For more than 75 years, a 45-inch French bronze statue titled "Gloria Victis" (1873), meaning "Glory to the Vanquished," resided in Allan Building. Its arrival at McDonogh is a mystery—one that Upper School history teacher Ane Lintvedt has been trying to solve for the past year.

At the April Archives Speaker Series talk hosted by the Wilson | Young Archives & Special Collections, Lintvedt shared the fascinating detective work as she and her students attempted to uncover the statue's origins. Their investigation began with deceptively simple questions: When did "Gloria Victis" come to McDonogh? Who brought it here? What did it represent? Their search down one path and up another—rabbit holes, as Lintvedt calls them—soon revealed broader themes, touching on U.S. and European history, art history, the post-Civil War "Lost Cause" ideology, and the complex politics of monuments.

Lintvedt's journey led her through generations of inquiry. She followed a trail from founding archivist Frayda Salkin, who, three decades earlier, had asked art teacher Colonel E. Carey Kenney about the statue. His response? It was here when he arrived in 1946, and for much of his tenure, it was tucked away in a closet.
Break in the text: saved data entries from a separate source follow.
PR #2436, opened 2026-08-31
fix(sync): bind relay work to originating policy context

aeplay:
🤖 Bind every relayed subscription and row-version repair to the immutable user policy context that admitted it.

Before:

```text
A persistent trusted relay connected upstream as SYSTEM. When it multiplexed Alice and Bob, the core could re-evaluate a relayed query or terminal write proof under the relay transport identity instead of the originating user. Identical query shapes from different claim snapshots could also share one maintained coverage group.
```

After:

```text
Trusted relay messages carry an explicit delegated identity plus canonical claims snapshot. The core accepts delegation only over a TrustedBackend+SYSTEM link, partitions maintained coverage by that exact binding, preserves it across rehydrate/reconnect/repair/teardown, and fails closed if it is ever missing. Direct client links retain their ordinary connection-scoped identity.
```

Worked cases:

- Alice and Bob issue the same query shape: they use distinct policy-partitioned maintained receivers and cannot share authorized results.
- A relay reconnects or repairs missing row versions: the original immutable binding is reused rather than SYSTEM.
- An untrusted client or non-SYSTEM session attempts delegated fields: admission rejects it.
- A terminal relayed commit proves permissions under the validated transaction permission subject; row authorship remains unchanged.

The wire format is unreleased v1, so Subscribe and FetchRowVersions are redefined directly and exact Rust fixtures/spec text are updated without compatibility decoding.

The original authority-fate receipt also exposed a normal 2 MiB test-stack overflow. `PeerConnection::tick` is now heap-allocated at the database tick boundary; scheduling and control flow are unchanged.

Verification:

- Default-stack browser relay authority-fate receipt: passed
- Relay missing-binding and direct repair receipts: passed
- Exact wire corpus and rejection receipt: passed
- Jazz library test inventory compile: passed
- Independent adversarial review, including planted policy-key collision: READY
- Rebased patch independently re-reviewed: READY


aeplay:

aeplay:

PR #2437, opened 2026-08-31
fix(auth): bind internal support subscriptions to policy context

aeplay:
🤖 Bind every locally allocated authorization-support subscription to the exact permission subject and admitted session claims that caused its work.

Before:

```text
Terminal proof and deferred Edge support were keyed mainly by query shape. Locally created support subscriptions could either lack a binding, read claims from shared author-keyed compatibility state, reuse support hydrated under stale claims, or hydrate refreshed-claim support before recognizing an identical retransmit.
```

This produced four concrete failure modes:

- Inspector/backend support failed closed with `served subscription is missing its immutable policy binding`;
- same-author sibling sessions could overwrite one another's claims;
- concurrent deferred fates under claims A and B could share authorization evidence;
- an identical retransmit after claim refresh could leak support state or admit under different claims from its original deferred fate.

After:

```text
Dispatch snapshots the exact subscriber (subject, canonical claims) binding. Terminal proof threads and validates that binding. Deferred Edge support derives a deterministic runtime-only usage identity from the canonical support clause plus exact writer/claims, so A and B may coexist without sharing evidence. Existing transaction identity is resolved before support hydration, preserving the original fate and claims on identical retransmit.
```

Stale terminal support is torn down and rehydrated when its immutable binding differs. Deferred support refcounts and teardown operate on the binding-qualified usage identity. Direct client admission remains connection-scoped; trusted delegated links retain their explicit immutable binding.

This is a follow-up to #2436. It does not relax fail-closed authorization, change row authorship, or fall back to SYSTEM/transport identity.

Verification:

- same-author sibling A/B terminal isolation;
- A→B→A claim refresh and stale-support replacement;
- concurrent deferred Edge A/B support coexistence and independent teardown;
- refreshed identical retransmit leaves fate count, refcounts, publication footprint, and original claims unchanged;
- conflicting retransmit still rejects;
- authority revision, missing-seed denial, retransmit, resume/reconnect, terminal-fate, and edge-support receipts;
- planted old node-global lookup, shared support key, and late retransmit check each fail their focused receipt;
- rebuilt NAPI/WASM correctness artifacts and jazz-tools;
- standalone Inspector browser suite: 11/11 substantive flows;
- independent adversarial review: READY at `802f6d261`.


aeplay:

aeplay:

PR #2438, opened 2026-08-31
fix(policy): bound the complete catalogue expression tree

aeplay:
🤖 Replace #2434 on the real alpha.54 stack and close the recursive-policy denial-of-service gap found in independent review.

Before:

```text
#2434 bounded the outer PolicyExpr decoder, but one ExistsRel node delegated to recursive relation-expression and predicate codecs. A canonical payload with 256 nested relation nodes overflowed the default Rust test stack before the advertised limit could protect it. A later repair initially gave policy and relation trees separate node budgets.
```

After:

```text
Policy, relation-expression, and relation-predicate decoding use explicit post-order frames and one mutable catalogue-expression budget from the permissions root. Canonical re-encoding is iterative too. Depth and total nodes are checked before child allocation, including across PolicyExpr -> ExistsRel boundaries.
```

Boundary examples:

- exactly 256 nested relation nodes decode and round-trip on the default stack;
- node 257 returns the named MAX_POLICY_EXPRESSION_DEPTH error;
- 8,192 outer policy nodes plus 8,191 inner relation nodes exceed the single combined 16,384-node budget and reject;
- wide Union and And payloads reject before allocating attacker-sized child vectors;
- ordinary relation and predicate variants preserve exact canonical bytes.

This branch preserves Joe commits from #2434 as separate commits, adds the iterative relation repair, and is physically based on #2437 so the release candidate has real ancestry rather than only GitHub base metadata.

Verification:

- jazz-server library: 181/181 on the combined stack
- clippy/fmt/sensitive-data: passed on the implementation
- independent adversarial review with planted fresh-budget regression: READY

Supersedes #2434.


aeplay:

aeplay:

PR #2440, opened 2026-08-31
Harden branch-view upserts

joeinnes:
🤖 ## Summary

Make branch-view upserts consistently operate on the complete head-over-base view across Rust, N-API, and WASM, while removing the obsolete JavaScript `{ branch }` selector completely.

## Before

- Inherited large values could fail during branch upserts.
- A staged delete or staged row could hide a later upsert in the same transaction.
- Untyped JavaScript objects containing `{ branch: ... }` could be misinterpreted or silently select the root table, especially when the value was `null` or `undefined`.

## After

- Branch upserts read the complete head-over-base view and preserve verified inherited large-value descriptors.
- A later upsert visibly replaces a staged delete, and session transactions can upsert their own staged branch rows.
- The only supported selector is `{ head, base? }`.
- Presence of the removed `branch` property fails clearly before target selection, including null, undefined, inherited, getter-backed, Proxy-visible, and mixed `{ branch, head }` forms.

## Example

```ts
// Canonical branch-view target.
db.upsert(table, row, values, {
  head: draftBranch,
  base: publishedBranch,
})

// Rejected rather than ignored or silently writing to Root.
db.upsert(table, row, values, {
  branch: undefined,
})
```

## Verification

- Focused branch-view tests cover inherited large values, staged delete replacement, and repeated staged session upserts.
- Real N-API and WASM receipts cover canonical selection and all removed-property presence cases.
- Type declarations make the removed shape unrepresentable.
- A planted value-based detector causes `branch: undefined` to select Root and fails the permanent regression.
- Spec and changeset contain no compatibility-alias claim.


aeplay (approved):
🤖 Approved by Anselm after review. Preserve this approval while the dependency-ordered stack is finalized; do not merge this PR independently.

aeplay (approved):

PR #2442, opened 2026-08-31
fix(wire): bound canonical WebSocket carriers before allocation

aeplay:
🤖 Enforce the WebSocket carrier contract before allocation and before emission across every maintained Rust and browser path.

Before:

```text
Inbound batches were deserialized as Vec<Vec<u8>> before the 4,096-frame limit was checked. A count flood therefore allocated/materialized the carrier before rejection. Outbound Rust batching also compared raw frame bytes with the carrier cap, so a raw 2 MiB frame could become an oversized carrier after postcard count/length overhead.
```

After:

```text
A shared canonical decoder reads count and frame-length varints first, rejects empty or >4,096 batches before outer allocation, bounds each frame and the total carrier, and requires shortest varints plus exact consumption. Senders validate the actual encoded carrier before returning or transmitting it.
```

Examples:

- a declared 4,097-frame batch is rejected before allocating its frame vector;
- a singleton raw frame of `MAX_WIRE_FRAME_BYTES - 4` produces an exactly 2 MiB carrier and round-trips;
- a raw 2 MiB frame is rejected alone and after an earlier frame flush, so no receiver is sent an invalid carrier;
- a raw handshake frame plus trailing bytes is rejected.

The server route, loopback transport, native transport handshake/pump, and browser TypeScript codec all use the bounded contract. Browser and loopback senders also split at the frame-count limit.

Verification:

- jazz-server: 186/186;
- jazz-native-transport: 12 unit + 12 integration;
- browser WebSocket tests: 28/28 plus TypeScript check;
- planted removal of Rust/TS count bounds, canonical-varint checks, and encoded-carrier checks fails the focused receipts;
- independent adversarial review: READY at `062adf359`.


aeplay:

aeplay:

PR #2443, opened 2026-08-31
fix(ts): accept documented read-tier string literals

aeplay:
🤖 Make the documented read-tier string literals valid public TypeScript inputs while preserving the existing `ReadTier.X` values.

Before:

```ts
const options: QueryExecutionOptions = { tier: "remote-if-possible" };
// TypeScript error: the string literal is not assignable to enum ReadTier
```

The runtime accepted the value and the docs recommended it, but the published declaration used a string enum.

After:

```ts
const a: QueryExecutionOptions = { tier: "local-first" };
const b: QueryExecutionOptions = { tier: "remote" };
const c: QueryExecutionOptions = { tier: "remote-if-possible" };

ReadTier.LocalFirst; // still "local-first"
```

`ReadTier` is one const object with a same-name derived literal-union type, so runtime constants and public type declarations cannot diverge. Legacy durability-tier inputs and lowering semantics remain unchanged.

Verification:

- public package-root compile receipts cover all three literal forms;
- focused runtime tests: 37/37;
- `tsc -p tsconfig.tests.json --noEmit` and package typecheck pass;
- restoring the old enum fails all six literal compile/runtime call sites;
- independent adversarial review: READY.


aeplay:

aeplay:

PR #2445, opened 2026-08-31
Preserve legacy catalogue hash migrations

joeinnes:
## Summary
- Keep Double and Bytea structural hashes distinct across runtimes.
- Connect matching legacy and corrected Bytea identities even when both already exist, and bound concurrent historical lookups.

## Before
A deploy could select the corrected identity and skip the legacy migration edge, while historical identity probes ran serially.

## After
Deploys preserve legacy-to-current connectivity and scan historical candidates in deterministic batches of up to eight concurrent requests.

## Test plan
- [x] `pnpm --filter jazz-tools exec vitest run --config vitest.config.ts src/dev/catalogue.test.ts -t 'legacy Bytea catalogue identity|stored schema identity lookup'`

### DIFF
--- a/.changeset/distinct-column-hash-tags.md
+++ b/.changeset/distinct-column-hash-tags.md
@@ -1,0 +1,5 @@
+---
+"jazz-tools": patch
+---
+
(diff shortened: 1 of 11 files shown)


aeplay:
🤖 Superseded by #2460, which preserves the forward-format correction while intentionally removing legacy catalogue migration/probing behavior. It also closes the adjacent EnumPayload cross-runtime collision and adds a complete shared structural-hash corpus. No commits from this PR were force-rewritten.

PR #2446, opened 2026-08-31
Make Inspector saves retry-safe

joeinnes:
🤖 Makes Inspector table saves retry-safe when the write may have committed but its confirmation was lost.

## Before

- Retrying an ambiguously acknowledged insert could issue a second insert with the same UUID.
- Editing that staged row before confirmation retained it as an insert rather than converting later edits into an update.
- Cancel/Delete during ambiguous confirmation silently removed local staged state; if the insert had committed, the row remained remotely despite the user's cancellation.

## After

- A submitted insert keeps one stable UUID and is never submitted as a second insert.
- Confirmation retires the submitted insert identity; edits made after submission become one update against the acknowledged UUID.
- Cancel action, selected-row deletion, and Delete-key cancellation retain intent while confirmation is pending. A successful insert acknowledgement produces exactly one delete; a definitive insert rejection discards the now-unnecessary delete.
- Retry becomes synchronously disabled as `Confirming…`, preventing duplicate retry launches.

## Worked cases

- Insert succeeds but the confirmation is lost; Retry confirms the original UUID without inserting again.
- The user edits the row while confirmation is ambiguous; after confirmation, Inspector sends one update containing the later edit.
- The user deletes the row while confirmation is ambiguous; confirmation of success is followed by one delete, while confirmation of rejection sends no delete.

## Verification

- 56 focused Inspector tests pass, including real-database ambiguous acknowledgement receipts.
- Planted duplicate-insert, lost-cancellation, and rejection-cleanup regressions fail as intended.

Stacked on #2455.


aeplay (approved):
🤖 Approved by Anselm after the ambiguous insert/edit/cancel repairs and independent adversarial review. Preserve this approval while the native stack is completed; do not merge independently yet.

aeplay (approved):

PR #2448, opened 2026-08-31
Reject ambiguous policy expression inputs

joeinnes:
## Summary
- Reject unbranded policy-shaped values on tables without a matching `type` column.
- Keep schema-declared `type` fields as row data and require `raw(...)` for manually authored policy IR.

## Before
An unbranded `{ type: "True" }` value could be mistaken for policy IR and weaken a declared row predicate.

## After
Policy-shaped unbranded values fail closed unless the schema makes them valid row data. The discriminator performs only the narrow schema check it needs.

## Test plan
- [x] `pnpm --filter jazz-tools exec vitest run --config vitest.config.ts src/permissions/index.test.ts src/permissions/type-inference.test.ts`


aeplay (approved):
🤖 Approved by Anselm after review. Preserve this approval while the dependency-ordered stack is finalized; do not merge this PR independently.

aeplay (approved):

PR #2455, opened 2026-08-31
Revalidate pending enum lineages

joeinnes:
🤖 Makes pending enum lineage activation and durable recovery preserve one authoritative physical case order, including wide payload-enum ordinals.

## Before

- Out-of-order activation could leave an over-capacity sibling durably pending and poison a later reopen.
- Durable scalar and payload case records carried schema/ordinal provenance that recovery trusted without binding it back to the authoritative manifest. A forged record could keep a valid UUID but reorder physical tags after restart.
- Payload ordinals wider than 255 introduced an unnecessary adaptive v1/v2 physical-mapping codec.

## After

- Invalid pending lineage is quarantined and durably removed without consuming physical IDs.
- Direct and nested scalar/payload registries validate each UUID's introducing schema and ordinal against authoritative manifest coordinates and its earliest introduction alias before descriptor rebuild.
- The physical mapping has one canonical v1 representation. Payload ordinals are always little-endian `u32`; there is no narrow, adaptive, legacy, or v2 decoder path.

## Worked cases

- A valid scalar lineage grows from 255 to 256 cases, restarts, and preserves every physical tag.
- A nested payload enum introduces case ordinal 256 and round-trips through the exact v1 fixture.
- A stored case that retains its UUID but forges its introducing ordinal is rejected before activation, rather than silently reordering existing values.
- Header `2` is rejected as noncanonical; it is not treated as an older/newer compatibility format.

## Verification

- Scalar and payload forged-reorder restart regressions pass.
- Canonical scalar 255→256 and nested payload case-256 reopen receipts pass.
- Parked-sibling revalidation and staged-lineage crash recovery pass.

Stacked on #2460.


aeplay (approved):
🤖 Approved by Anselm after the provenance-hardening, canonical v1 wide-ordinal reset, and independent adversarial review. Preserve this approval while the native stack is completed; do not merge independently yet.

aeplay (approved):

PR #2456, opened 2026-08-31
fix(auth): refresh immutable policy-bound views safely

aeplay:
🤖 Repairs the immutable policy-binding lifecycle exposed by the exact combined alpha.54 gate.

## Before

- Direct/no-waker maintained views captured empty claims or fell back to the author-keyed compatibility cache.
- `PeerState::new()` silently represented a multiplexing relay, so standalone helpers could accidentally exercise relay semantics without an admitted binding.
- Authenticated claim refresh retained old maintained-view bindings and, at an edge, the old upstream usage. A cold/yielding refresh could still acknowledge the revision.
- Current-row views retained their pre-refresh evaluator.
- Policy-partitioned maintained receivers were not retired under their exact derived key during refresh or disconnect.

For example, Alice refreshing from `{team: A}` to `{team: B}` could keep the A-scoped maintained receiver or upstream subscription alive; empty/revoked results might never be published. A delegated session carried by a trusted relay could also be accidentally conflated with the relay transport session.

## After

- Standalone `PeerState::new/default` is explicitly a SYSTEM client link; real multiplexing links opt into `PeerState::relay()` and remain fail-closed without an exact binding.
- Direct helpers snapshot the admitted `(subject, canonical claims)` once. Production current-row opens install the connection-local snapshot explicitly, never the author cache.
- Coverage groups record whether their binding is `DirectAdmitted` or `Delegated`. Only direct groups rebind on authenticated claim refresh; delegated snapshots, including delegated SYSTEM, remain immutable.
- A direct edge refresh retires the old local receiver and upstream usage, derives a fresh claims-qualified usage key, waits for fresh upstream settlement, and then publishes a fresh reset—including an empty reset on revocation.
- Cold refresh attempts leave the revision pending for retry. Current-row views are forgotten and reset under the new snapshot.
- Refresh and disconnect retire the exact policy-derived maintained receiver key in PeerState, NodeState, and Groove.

## Worked cases

1. Two sessions share a subject but have different claims: each keeps its own immutable view; refreshing one does not retarget its sibling.
2. Edge session changes A → B: the A receiver and upstream usage disappear, core settles the B usage, and downstream receives the B result (or an empty reset).
3. Trusted relay carries a delegated subject: refreshing the outer relay transport does not rewrite the delegated binding.
4. A cold maintained view yields during refresh: the claim revision is not acknowledged and the owner loop retries.
5. Disconnect after a policy-partitioned subscription: the exact derived receiver is removed and Groove returns to its prior active-subscription count.

## Verification

- Independent adversarial review: READY after two lifecycle findings were repaired.
- Planted mutations proved direct-origin refresh, old local-receiver retirement, delegated binding preservation, trusted relay admission, and policy-derived disconnect cleanup.
- Focused claim-refresh tests: 5 passed.
- Admission/fate lifecycle tests: 46 passed.
- Rust library suite at the exact tip with bounded concurrency: 1,579 passed, 2 ignored, 0 failed.
- The two tests that initially hit host file-descriptor exhaustion passed individually; bounded rerun passed the full suite.


aeplay:
🤖 Approved by Anselm in the orchestrator review queue. Preserve this approval while the dependent stack is completed; do not merge independently yet.

aeplay:

PR #2458, opened 2026-08-31
fix(sync): align trusted relay fixtures with policy binding

aeplay:
🤖 This follow-up makes the policy-binding lifecycle repair coexist with the full release topology suite.

## Before

- Several relay fixtures described trusted relay-to-authority hops as direct user sessions, so immutable delegated binding correctly rejected them.
- A durable-worker scenario asked a client link to ship complete exclusive payloads; that preference is intentionally relay-only, leaving its generic transaction reads one publication behind.
- Authoritative ingest polled a large staging future inside the admission and peer-tick stack, overflowing the normal Rust test-thread stack for a finite exclusive bundle.

## After

- Relay fixtures explicitly distinguish trusted physical admission from delegated user policy identity.
- Durable workers and foreground clients use explicit immutable per-table bindings and the correct relay/client roles.
- The large staging future has one heap-indirection boundary; stage → finalize → notify → apply ordering and cancellation behavior remain unchanged.

## Worked cases

- An Alice subscription traversing a trusted relay is admitted physically as `SYSTEM`/trusted-backend while still evaluated and delivered under Alice's delegated claims.
- A durable worker receives complete exclusive payloads only when modeled as a relay; foreground traffic remains a client link bound to the same author.
- The browser relay exclusive-sibling projection test now completes on the default stack rather than aborting with stack overflow.

## Verification

- Replica settlement: 10 passed, 1 existing ignored; planted direct-session regression fails.
- Scenario smokes: 10/10 passed; planted client-role reversal restores `ExclusiveConflict`.
- Browser relay durability: 30/30 passed; removing the heap boundary restores the stack overflow.
- The stack-boundary repair completed an independent adversarial review with no findings.

Stacked on #2456. Draft until the remaining browser delivery repair and exact combined gates settle.


aeplay:

aeplay:

PR #290, opened 2022-09-13
Wazo 2864 add lines to user

pc-m:


wazo_confd/plugins/user/api_v2_0.yml
```diff
@@ -0,0 +1,313 @@
...
+      agent:
+        readOnly: true
+        $ref: '#/definitions/AgentRelationBase'
+  UserRequest:
+    title: Unified User
+    properties:
+        user:
+          type: object
+          description: User Section
+          $ref: '#/definitions/User'
```
sduthil, line 252: IMHO this is incompatible with the `/2.0/users` pattern: if the resource is a user, then the fields of this resource should be first-level, e.g. `{firstname: ..., lines: {...}}`

For me `/2.0/...` is the future of the confd API, and all resources will eventually move to `/2.0/...`, so it needs to be ready for more resources.

Having `users: {...}` would be correct for a URL like `/unified/users` that exists *besides* `/users`, but not for `/2.0/users`: either we'll have to keep the same pattern for other resources (e.g. `/2.0/queues` will also have a `queues: {...}` field), or we will break homogeneity between all resources.

And if we remove the `user` key, then do we really need `/2.0`, i.e. just add new keys in `POST /1.1/users`?

wazo_confd/plugins/line/resource.py
```diff
@@ -51,3 +54,42 @@ def put(self, id):
     @required_acl('confd.lines.{id}.delete')
     def delete(self, id):
         return super().delete(id)
+
+
+# class LineListV2(ListResource):
```
sduthil, line 59: Why is this commented out?

wazo_confd/plugins/user/resource.py
```diff
@@ -61,3 +74,72 @@ def put(self, id):
...
+        for line_body in body.get('lines') or []:
+            extensions = line_body.pop('extensions', None) or []
+            endpoint_sip = line_body.pop('endpoint_sip')
+            endpoint_sip, _, _ = self._endpoint_sip_list_resource._post(endpoint_sip)
+            line, _, _ = self._line_list_resource._post(line_body)
+            self._line_endpoint_sip_association_resource.put(line['id'], endpoint_sip['uuid'])
+            line['endpoint_sip'] = endpoint_sip
+            line['extensions'] = []
+            for extension_body in extensions:
+                extension, _, _ = self._extension_line_list_resource._post(line['id'], extension_body)
```
sduthil: What happens if the extension creation fails? Can you confirm that nothing is committed in database?

wazo_confd/plugins/user/schema.py
```diff
@@ -229,3 +240,238 @@ def on_bind_field(self, field_name, field_obj):
...
+    )
+
+    fallbacks = Nested('UserFallbackSchema', dump_only=True)
+    groups = Nested(
+        'GroupSchema', only=['uuid', 'id', 'name', 'links'], many=True, dump_only=True
+    )
+    incalls = Nested(
+        'IncallSchema', only=['id', 'extensions', 'links'], many=True, dump_only=True
+    )
+    lines = Nested(
```
sduthil, line 306: Why do we keep `.user.lines` besides the `.lines` key?

wazo_confd/plugins/user/schema.py
```diff
@@ -229,3 +240,238 @@ def on_bind_field(self, field_name, field_obj):
...
+    @classmethod
+    def _flatten(cls, iterable_of_iterable):
+        for item in iterable_of_iterable:
+            try:
+                itercheck = iter(item)
+                yield from cls._flatten(itercheck)
+            except TypeError:
+                yield item
+
+    # DEPRECATED 20.01
```
sduthil, line 364: Do we really need to keep the deprecated code in 2.0?

wazo_confd/plugins/user/schema.py
```diff
@@ -229,3 +240,238 @@ def on_bind_field(self, field_name, field_obj):
...
+                break
+            else:
+                raise ValidationError('A line or it\'s extension need a "context"')
+
+        for line in lines:
+            if not line.get('endpoint_sip'):
+                raise ValidationError('A line needs a SIP endpoint')
+
+    @classmethod
+    def _flatten(cls, iterable_of_iterable):
```
sduthil, line 471: I don't understand the purpose of this method. Is it called somewhere?

PR #291, opened 2022-09-20
Give confd more time/tries to restart

nissou91:
**Description:**
* confd takes much more time to start after it has been shut down and restarted. We need to increase the timeout and give it more chances/tries.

Ane Lintvedt shares what she has uncovered about the origins of the Gloria Victis statue at McDonogh.

Sculpted in 1874, the original Gloria Victis was intended to be both a monument to the heroic, humiliated, defeated French in the Franco-Prussian War and a gesture of defiance and resurrection. Suspecting the statue may have been a gift to Colonel William Allan, the School's founding principal, Lintvedt explored yet another lead: the handwritten minutes of board meetings from 1875 to 1900. But again, the trail ran cold—no mention of "Gloria Victis" was found—yet. Next, Lintvedt plans to read the rest of the board minutes to see whether the statue was gifted to the School rather than to Allan himself.

As Lintvedt and her students have shown, the search itself offers its own revelations about history, memory, and the stories hidden in plain sight. The mystery still endures!